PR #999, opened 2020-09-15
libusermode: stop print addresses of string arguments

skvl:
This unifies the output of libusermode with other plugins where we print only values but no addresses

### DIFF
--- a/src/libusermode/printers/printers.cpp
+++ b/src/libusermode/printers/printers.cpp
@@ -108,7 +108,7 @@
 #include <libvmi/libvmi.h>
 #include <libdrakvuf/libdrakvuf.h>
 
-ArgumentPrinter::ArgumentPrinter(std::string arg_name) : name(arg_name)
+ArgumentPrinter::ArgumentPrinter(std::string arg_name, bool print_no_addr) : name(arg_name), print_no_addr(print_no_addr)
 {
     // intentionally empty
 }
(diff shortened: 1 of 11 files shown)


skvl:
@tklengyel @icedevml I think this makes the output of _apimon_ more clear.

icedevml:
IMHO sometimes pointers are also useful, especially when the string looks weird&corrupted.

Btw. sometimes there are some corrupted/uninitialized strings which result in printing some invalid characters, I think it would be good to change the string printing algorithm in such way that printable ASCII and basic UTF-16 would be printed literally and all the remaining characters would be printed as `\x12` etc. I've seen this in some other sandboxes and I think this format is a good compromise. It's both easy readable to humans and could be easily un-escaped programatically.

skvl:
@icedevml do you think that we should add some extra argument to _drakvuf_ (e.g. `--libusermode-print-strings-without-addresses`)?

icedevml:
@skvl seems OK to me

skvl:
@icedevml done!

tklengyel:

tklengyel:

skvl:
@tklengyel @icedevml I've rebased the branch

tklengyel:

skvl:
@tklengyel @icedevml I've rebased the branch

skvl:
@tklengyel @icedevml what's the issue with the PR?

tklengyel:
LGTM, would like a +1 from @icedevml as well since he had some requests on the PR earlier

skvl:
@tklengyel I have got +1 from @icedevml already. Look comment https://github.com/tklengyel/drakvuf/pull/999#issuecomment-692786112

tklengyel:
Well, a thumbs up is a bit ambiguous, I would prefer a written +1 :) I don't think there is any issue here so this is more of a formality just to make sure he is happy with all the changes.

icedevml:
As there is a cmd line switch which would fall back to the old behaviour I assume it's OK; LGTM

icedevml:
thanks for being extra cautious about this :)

****

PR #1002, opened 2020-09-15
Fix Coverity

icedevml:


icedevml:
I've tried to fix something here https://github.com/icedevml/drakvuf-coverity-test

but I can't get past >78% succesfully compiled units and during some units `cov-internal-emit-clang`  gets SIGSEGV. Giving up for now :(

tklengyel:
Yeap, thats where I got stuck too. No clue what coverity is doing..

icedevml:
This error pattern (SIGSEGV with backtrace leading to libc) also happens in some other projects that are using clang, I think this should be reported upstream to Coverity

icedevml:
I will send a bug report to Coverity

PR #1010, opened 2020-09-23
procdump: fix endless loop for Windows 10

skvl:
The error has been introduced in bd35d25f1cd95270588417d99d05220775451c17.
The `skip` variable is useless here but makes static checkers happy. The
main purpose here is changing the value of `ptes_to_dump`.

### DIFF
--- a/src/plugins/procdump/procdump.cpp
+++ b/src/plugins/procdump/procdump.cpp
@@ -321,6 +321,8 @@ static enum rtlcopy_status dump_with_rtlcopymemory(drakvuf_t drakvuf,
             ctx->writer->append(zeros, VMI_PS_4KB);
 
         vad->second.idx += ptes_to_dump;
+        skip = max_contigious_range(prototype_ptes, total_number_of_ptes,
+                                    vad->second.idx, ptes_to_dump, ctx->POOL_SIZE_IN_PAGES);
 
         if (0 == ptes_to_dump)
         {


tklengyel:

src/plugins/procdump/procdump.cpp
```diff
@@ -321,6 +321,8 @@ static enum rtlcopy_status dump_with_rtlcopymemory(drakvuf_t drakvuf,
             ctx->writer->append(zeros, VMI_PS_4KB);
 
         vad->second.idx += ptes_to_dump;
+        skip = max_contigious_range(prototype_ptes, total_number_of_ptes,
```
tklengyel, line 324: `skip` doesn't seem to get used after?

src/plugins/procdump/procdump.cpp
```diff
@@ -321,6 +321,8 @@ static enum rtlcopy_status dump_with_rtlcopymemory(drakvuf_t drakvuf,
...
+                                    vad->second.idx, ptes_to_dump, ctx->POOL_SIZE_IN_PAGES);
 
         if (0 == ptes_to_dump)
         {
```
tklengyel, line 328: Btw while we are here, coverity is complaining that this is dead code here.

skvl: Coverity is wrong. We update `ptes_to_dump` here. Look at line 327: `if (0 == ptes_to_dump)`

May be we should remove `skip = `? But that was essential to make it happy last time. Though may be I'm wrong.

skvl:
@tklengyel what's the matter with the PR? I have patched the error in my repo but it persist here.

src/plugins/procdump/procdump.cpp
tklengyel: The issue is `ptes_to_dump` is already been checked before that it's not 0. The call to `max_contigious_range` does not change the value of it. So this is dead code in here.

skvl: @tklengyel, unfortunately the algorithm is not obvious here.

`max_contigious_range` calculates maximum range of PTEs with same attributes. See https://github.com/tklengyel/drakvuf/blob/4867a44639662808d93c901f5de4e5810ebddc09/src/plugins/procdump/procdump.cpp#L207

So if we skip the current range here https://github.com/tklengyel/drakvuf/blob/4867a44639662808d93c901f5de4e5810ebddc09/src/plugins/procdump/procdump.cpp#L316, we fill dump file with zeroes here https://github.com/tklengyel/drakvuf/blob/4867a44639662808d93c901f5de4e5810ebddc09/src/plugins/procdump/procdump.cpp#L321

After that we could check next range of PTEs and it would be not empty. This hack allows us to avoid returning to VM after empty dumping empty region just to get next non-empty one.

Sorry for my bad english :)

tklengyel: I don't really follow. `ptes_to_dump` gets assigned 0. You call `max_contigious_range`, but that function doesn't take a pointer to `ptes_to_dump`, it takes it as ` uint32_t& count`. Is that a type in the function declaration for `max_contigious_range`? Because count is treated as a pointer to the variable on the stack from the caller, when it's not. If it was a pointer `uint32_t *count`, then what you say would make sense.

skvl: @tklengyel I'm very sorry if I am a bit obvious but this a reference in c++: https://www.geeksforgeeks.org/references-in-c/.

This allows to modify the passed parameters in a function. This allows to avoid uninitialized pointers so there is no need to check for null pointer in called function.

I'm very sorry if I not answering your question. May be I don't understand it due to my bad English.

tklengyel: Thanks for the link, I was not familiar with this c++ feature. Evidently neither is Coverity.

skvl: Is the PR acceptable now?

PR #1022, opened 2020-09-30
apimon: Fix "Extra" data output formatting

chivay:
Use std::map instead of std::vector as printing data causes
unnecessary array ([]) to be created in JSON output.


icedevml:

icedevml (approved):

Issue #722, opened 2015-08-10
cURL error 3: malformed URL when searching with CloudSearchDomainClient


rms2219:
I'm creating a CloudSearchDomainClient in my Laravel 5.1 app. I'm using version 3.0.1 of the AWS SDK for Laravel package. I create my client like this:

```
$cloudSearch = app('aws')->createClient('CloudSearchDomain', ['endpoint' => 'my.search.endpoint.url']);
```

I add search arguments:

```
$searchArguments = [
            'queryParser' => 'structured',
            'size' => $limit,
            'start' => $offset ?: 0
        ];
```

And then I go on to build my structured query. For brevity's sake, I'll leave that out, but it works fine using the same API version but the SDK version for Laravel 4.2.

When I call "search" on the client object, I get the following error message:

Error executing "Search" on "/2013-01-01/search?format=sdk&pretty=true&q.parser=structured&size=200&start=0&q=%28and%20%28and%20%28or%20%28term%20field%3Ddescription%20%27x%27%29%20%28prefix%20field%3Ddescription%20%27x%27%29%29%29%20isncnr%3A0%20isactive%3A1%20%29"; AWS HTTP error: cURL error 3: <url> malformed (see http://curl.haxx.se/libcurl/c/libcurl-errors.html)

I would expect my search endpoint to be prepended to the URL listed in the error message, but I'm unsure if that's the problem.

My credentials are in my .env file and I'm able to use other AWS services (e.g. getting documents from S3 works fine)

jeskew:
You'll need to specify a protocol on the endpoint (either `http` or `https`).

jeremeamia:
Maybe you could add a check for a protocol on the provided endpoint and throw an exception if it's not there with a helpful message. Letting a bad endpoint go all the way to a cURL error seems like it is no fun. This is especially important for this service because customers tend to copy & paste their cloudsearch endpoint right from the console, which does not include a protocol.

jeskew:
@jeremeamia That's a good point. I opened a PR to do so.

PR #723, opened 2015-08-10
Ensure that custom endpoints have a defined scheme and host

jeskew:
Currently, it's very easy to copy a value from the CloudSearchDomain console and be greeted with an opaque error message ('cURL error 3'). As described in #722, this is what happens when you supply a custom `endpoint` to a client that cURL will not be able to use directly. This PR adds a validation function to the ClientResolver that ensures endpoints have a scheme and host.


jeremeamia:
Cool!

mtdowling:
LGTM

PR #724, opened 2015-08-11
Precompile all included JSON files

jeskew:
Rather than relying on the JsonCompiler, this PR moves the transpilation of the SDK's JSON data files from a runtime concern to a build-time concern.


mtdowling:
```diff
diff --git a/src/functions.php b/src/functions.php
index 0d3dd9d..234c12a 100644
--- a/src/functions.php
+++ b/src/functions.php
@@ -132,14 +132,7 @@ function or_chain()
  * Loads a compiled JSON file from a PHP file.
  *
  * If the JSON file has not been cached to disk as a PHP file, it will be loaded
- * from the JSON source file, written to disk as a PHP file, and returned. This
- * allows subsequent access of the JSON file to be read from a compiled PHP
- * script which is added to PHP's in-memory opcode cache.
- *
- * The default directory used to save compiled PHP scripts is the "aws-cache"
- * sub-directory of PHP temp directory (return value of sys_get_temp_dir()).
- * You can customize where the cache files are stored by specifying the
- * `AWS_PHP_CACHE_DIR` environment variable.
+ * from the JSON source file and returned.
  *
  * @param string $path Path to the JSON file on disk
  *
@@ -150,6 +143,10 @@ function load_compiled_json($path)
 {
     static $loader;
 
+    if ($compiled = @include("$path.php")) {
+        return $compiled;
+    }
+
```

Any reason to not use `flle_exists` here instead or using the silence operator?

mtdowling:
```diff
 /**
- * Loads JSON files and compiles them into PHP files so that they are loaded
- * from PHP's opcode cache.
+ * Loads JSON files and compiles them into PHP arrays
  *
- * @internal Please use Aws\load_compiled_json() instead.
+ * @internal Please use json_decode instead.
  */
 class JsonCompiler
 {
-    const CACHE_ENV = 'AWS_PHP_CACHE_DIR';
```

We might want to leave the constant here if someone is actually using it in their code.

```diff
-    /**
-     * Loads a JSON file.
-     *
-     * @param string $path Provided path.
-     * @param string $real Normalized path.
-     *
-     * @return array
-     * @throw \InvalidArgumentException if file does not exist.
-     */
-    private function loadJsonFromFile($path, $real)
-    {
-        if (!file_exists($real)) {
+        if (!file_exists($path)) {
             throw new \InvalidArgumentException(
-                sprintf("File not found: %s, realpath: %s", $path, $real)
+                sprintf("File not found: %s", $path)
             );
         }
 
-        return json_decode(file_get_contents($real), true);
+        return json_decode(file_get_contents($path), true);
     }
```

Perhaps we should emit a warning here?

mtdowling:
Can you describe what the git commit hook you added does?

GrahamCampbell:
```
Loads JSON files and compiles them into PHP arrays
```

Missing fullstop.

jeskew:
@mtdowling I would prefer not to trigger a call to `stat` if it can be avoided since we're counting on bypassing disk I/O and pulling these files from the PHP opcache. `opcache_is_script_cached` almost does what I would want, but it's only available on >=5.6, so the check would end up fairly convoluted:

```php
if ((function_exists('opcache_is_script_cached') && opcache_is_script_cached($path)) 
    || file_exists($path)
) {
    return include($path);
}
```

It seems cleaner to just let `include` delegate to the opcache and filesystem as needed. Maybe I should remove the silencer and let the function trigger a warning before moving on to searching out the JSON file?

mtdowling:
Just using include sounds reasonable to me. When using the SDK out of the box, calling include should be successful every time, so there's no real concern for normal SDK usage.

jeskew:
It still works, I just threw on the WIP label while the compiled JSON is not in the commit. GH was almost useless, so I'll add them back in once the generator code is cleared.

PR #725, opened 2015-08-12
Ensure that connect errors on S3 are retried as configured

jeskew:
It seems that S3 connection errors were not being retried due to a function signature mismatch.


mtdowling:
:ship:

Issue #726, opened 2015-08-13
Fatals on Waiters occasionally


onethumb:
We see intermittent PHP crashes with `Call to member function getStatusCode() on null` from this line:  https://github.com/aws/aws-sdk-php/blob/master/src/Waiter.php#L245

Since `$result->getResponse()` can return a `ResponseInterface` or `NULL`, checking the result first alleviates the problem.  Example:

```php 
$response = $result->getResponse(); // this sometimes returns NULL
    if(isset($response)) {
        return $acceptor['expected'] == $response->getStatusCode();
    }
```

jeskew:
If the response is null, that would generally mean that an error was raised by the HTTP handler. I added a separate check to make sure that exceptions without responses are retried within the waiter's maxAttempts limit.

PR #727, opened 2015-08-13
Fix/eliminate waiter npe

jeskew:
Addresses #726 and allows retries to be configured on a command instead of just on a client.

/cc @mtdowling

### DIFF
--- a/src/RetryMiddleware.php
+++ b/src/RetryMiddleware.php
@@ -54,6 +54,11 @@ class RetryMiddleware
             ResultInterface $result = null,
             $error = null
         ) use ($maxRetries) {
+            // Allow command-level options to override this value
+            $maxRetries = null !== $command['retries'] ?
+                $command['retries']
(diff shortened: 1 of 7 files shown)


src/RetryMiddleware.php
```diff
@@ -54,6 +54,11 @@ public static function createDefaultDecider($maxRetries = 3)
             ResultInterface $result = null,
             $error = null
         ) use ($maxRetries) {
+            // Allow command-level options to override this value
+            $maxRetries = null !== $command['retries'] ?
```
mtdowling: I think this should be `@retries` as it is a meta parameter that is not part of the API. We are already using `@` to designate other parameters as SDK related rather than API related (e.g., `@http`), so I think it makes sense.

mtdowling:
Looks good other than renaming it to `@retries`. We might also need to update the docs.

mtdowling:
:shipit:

****

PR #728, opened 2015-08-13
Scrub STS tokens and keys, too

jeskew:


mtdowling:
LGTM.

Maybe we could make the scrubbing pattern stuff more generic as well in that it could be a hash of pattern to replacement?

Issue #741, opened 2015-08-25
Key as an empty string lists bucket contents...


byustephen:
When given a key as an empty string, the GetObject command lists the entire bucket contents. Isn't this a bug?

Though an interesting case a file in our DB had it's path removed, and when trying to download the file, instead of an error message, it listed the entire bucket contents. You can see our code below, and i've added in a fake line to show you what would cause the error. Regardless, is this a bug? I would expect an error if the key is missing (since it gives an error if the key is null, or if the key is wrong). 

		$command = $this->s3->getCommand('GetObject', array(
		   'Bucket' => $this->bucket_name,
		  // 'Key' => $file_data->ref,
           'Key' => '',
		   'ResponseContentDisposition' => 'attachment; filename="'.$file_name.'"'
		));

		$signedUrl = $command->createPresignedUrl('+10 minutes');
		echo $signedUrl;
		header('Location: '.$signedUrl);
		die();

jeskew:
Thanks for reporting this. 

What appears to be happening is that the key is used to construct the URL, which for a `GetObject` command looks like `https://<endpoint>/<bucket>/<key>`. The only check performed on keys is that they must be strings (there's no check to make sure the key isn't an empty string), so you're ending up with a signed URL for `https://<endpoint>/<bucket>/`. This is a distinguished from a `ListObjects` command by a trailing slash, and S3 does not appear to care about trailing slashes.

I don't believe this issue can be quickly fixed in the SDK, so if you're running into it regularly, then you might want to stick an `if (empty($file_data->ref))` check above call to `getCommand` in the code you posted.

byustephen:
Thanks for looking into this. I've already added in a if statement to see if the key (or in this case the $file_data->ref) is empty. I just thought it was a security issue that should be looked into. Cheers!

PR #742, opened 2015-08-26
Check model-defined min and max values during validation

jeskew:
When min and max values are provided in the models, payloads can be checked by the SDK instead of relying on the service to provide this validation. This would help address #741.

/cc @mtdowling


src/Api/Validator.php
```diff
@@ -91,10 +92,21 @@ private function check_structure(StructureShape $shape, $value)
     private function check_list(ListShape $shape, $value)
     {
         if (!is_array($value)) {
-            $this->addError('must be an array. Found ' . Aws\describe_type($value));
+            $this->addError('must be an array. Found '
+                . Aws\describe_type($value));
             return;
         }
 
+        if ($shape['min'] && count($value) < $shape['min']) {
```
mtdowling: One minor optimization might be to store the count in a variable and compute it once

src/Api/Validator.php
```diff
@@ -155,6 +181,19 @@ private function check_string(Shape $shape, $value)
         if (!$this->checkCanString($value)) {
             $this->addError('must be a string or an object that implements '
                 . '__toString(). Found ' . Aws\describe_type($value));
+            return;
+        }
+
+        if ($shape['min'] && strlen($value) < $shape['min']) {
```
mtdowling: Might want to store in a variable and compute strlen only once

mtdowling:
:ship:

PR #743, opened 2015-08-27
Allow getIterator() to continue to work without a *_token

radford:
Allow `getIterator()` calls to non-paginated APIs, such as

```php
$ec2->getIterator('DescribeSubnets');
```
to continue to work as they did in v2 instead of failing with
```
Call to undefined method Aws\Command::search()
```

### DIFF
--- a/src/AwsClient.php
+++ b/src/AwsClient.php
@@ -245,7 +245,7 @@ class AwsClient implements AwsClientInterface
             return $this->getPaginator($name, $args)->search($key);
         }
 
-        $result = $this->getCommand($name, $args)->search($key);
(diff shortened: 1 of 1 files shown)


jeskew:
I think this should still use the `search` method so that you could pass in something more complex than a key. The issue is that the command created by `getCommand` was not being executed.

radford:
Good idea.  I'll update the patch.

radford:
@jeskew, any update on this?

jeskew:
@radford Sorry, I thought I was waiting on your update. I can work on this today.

****

WORK INSTRUCTIONS: Pick out every line above that holds the word "while" and copy it.

OUTPUT:
tklengyel, line 328: Btw while we are here, coverity is complaining that this is dead code here.
It still works, I just threw on the WIP label while the compiled JSON is not in the commit. GH was almost useless, so I'll add them back in once the generator code is cleared.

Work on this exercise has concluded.